# Method of image charges for more than one surface

I would like to better understand the method of image charges for more than one planar surface. I know that the whole objective is to satisfy the boundary conditions, and thus this can be used as a check for any potential solution. However I would like to know if there are a consistent set of rules for applying the "Method of Image Charges" rather than making reasonable guesses and then checking the solutions are correct.

For example, I know that the solution to a point charge between two infinite planes is as follows. Using the Method of Image Charges for the upper plane dictates that you place an opposite charge symmetrically on the other side. You then turn your attention to the other plane. It now has two charges above its surface and the Method of Image Charges dictates that you place two opposite charges symmetrically on the other side etc. etc. until you have an infinite ladder of charges. See image below (where reflections extend to infinity).

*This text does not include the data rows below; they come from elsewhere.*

PR #755, opened 2015-07-08
set_flash.now works only if called before any other qualifier

maurogeorge:
In the 3.0.0 `set_flash[:foo].now` is no longer a valid syntax, only the
`set_flash.now[:foo]` is valid [1].

Since this can create a false positive when people updating, we will raise a
exception to make the things more explicit.

[1]: https://github.com/thoughtbot/shoulda-matchers/pull/752


mcmire:
Merged in 9268b4940fb71718654376de5de7375c11c4b051. Thanks :ice_cream:

maurogeorge:
Thanks for the merge :star2:

Issue #743, opened 2015-06-29
Rails 4.2.2 compatibility


voxik:
Testing against RoR 4.2.2, I observe following test errors:

```
  1) Shoulda::Matchers::ActiveModel::DisallowValueMatcher when the value is outside of the range of the column not qualified with strict accepts, failing with the correct message
     Failure/Error: expect(&assertion).to fail_with_message(message)
       Expectation should have failed with message:
         Did not expect errors when attr is set to 100000,
         got RangeError: "100000 is out of range for ActiveRecord::Type::Integer with limit 2"
       However, the expectation did not fail.
     # ./spec/unit/shoulda/matchers/active_model/disallow_value_matcher_spec.rb:93:in `block (4 levels) in <top (required)>'

... snip ...

  9) Shoulda::Matchers::ActiveModel::AllowValueMatcher when the value is outside of the range of the column qualified with strict qualified with a message ignores any specified message
     Failure/Error: expect(&assertion).to fail_with_message(message)
       Expectation should have failed with message:
         Did not expect exception to include "some message" when attr is set to 100000,
         got RangeError: "100000 is out of range for ActiveRecord::Type::Integer with limit 2"
       However, the expectation did not fail.
     # ./spec/unit/shoulda/matchers/active_model/allow_value_matcher_spec.rb:297:in `block (5 levels) in <top (required)>'
```

It seems that AR changed again how the ranges are handled: https://github.com/rails/rails/commit/fed7d7cd7c6e71c1b78a4a2fda7d069d4aa6f468

voxik:
Please note that I am testing rspec-matchers 2.8.0 should it make any difference.

mcmire:
Okay, thanks. I'll throw a fix into the 3.0 release.

mcmire:
Closing this in favor of #762.

PR #762, opened 2015-07-23
Stop handling AR RangeError when assign a attribute

maurogeorge:
Active Record 4.2 and upper no more raises a `RangeError` on the assign, only at
database level [1].

This will remove all code related to handling of Active Record `RangeError`.

Users of Rails 4.2.0 will receive a error because Rails changed this behavior on
4.2.1 and upper. Since the migration to 4.2.0 to 4.2.X is a patch Z, that
includes no API changes, the user can update your Rails version to avoid these
errors [2].

[1]: https://github.com/rails/rails/commit/fed7d7cd7c6e71c1b78a4a2fda7d069d4aa6f468
[2]: http://guides.rubyonrails.org/maintenance_policy.html

Closes https://github.com/thoughtbot/shoulda-matchers/issues/743


mcmire:
Merged in 73cf275d104f62b32eb80b4e72577bd56ebdd730.

maurogeorge:
Thanks :100:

However for more than one planar surface, particularly finite surfaces, I am not sure how to consistently apply the Method of Image Charges. For example, consider a point charge in a box. Just applying the Method, one could envisage a solution such as (A) below. It's basically two copies of the previous example. On the other hand, a solution like (B) also seems reasonable, because you reflect the solutions from one set of planes around the perpendicular planes. The confusion comes for me in the fact that the planes are not infinite. I am not sure if the Method of Image Charges clearly dictates which answer is correct, without resorting to checking the boundary conditions are satisfied (although this is of course a sensible check). I am ultimately interested in this question because I am modelling an array of interacting dipoles in a photonic cavity (and I assume perfect metallic boundary conditions for simplicity of the model).

Option (A)

Option (B)

In my experience these are usually ingeniously guessed solutions. Solutions for two surfaces are usually already quite complex, since one has to build images of images, and the number of these images quickly becomes infinite.

Note also that the method of images is also used beyond electrostatics, e.g., for duffusion problem.

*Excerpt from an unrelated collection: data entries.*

PR #772, opened 2015-08-18
Prefix partial name with underscore

AlexVPopov:
If a partial's is not prefixed with an underscore a test would fail with a similar error message, as:

> Failure/Error: it { should render_template(partial: 'form') }
       expecting partial \<form> but action rendered <["expenses/_form", "_form"]>.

• Once you find A solution, this is the ONLY solution due to the uniqueness theorem right?
– Tom
Apr 15, 2020 at 11:01
• Yes, this is correct. Apr 15, 2020 at 11:23

I think I have found the correct answer. My reasoning is as follows. We can quickly check that (B) is the correct answer. Pick any random image charge. Consider all the vectors from that charge to one of the boundaries. The span of these vectors gives us a triangle. For the potential at this boundary to be zero we need to balance the image charge with an opposite (image) charge at a location where the length of all the vectors in that triangle are the same. The only way to do this is to 'reflect the triangle' along the boundary. In (A) we can easily find an unbalanced charge. In (B) we can see that all charges are balanced.

Option (A)

Option (B)

Analytical verification of solution

Set the origin at the location of the real charge. Use dimensions such that the square is a unit square. Then the potential due to the charges in (B) is

$$V(x,y) = \sum_{m,n\in \mathbb{Z}}(-1)^{m+n}\left[ (x+m)^2 + (y+n)^2 \right]^{-1/2}$$

We can check the potential at the right wall equals zero

\begin{aligned} V(1/2,y) &= \sum_{m,n\in \mathbb{Z}}(-1)^{m+n}\left[ (1/2+m)^2 + (y+n)^2 \right]^{-1/2}\\ &= 2 \sum_{n\in \mathbb{Z}}(-1)^n\sum_{m\in \mathbb{Z}}(-1)^m\left[ (1+2m)^2 + (2y+2n)^2 \right]^{-1/2}\\ &= 2 \sum_{n\in \mathbb{Z}}(-1)^n\sum_{m\in \mathbb{Z}}(-1)^m f(m,n)\\ \end{aligned}

where $$f(m,n)=\left[ (1+2m)^2 + (2y+2n)^2 \right]^{-1/2}$$. We can split the sum over integer $$m$$ into two sums; one over the natural numbers (including zero) and one over the negative integers.

$$\sum_{m\in \mathbb{Z}}(-1)^m f(m,n) = \sum_{m\in \mathbb{N}_0}\left[(-1)^m f(m,n) - (-1)^m f(-m-1,n) \right]$$

It is easily verified that $$f(m,n)=f(-m-1,n)$$, and thus the above sum equals zero.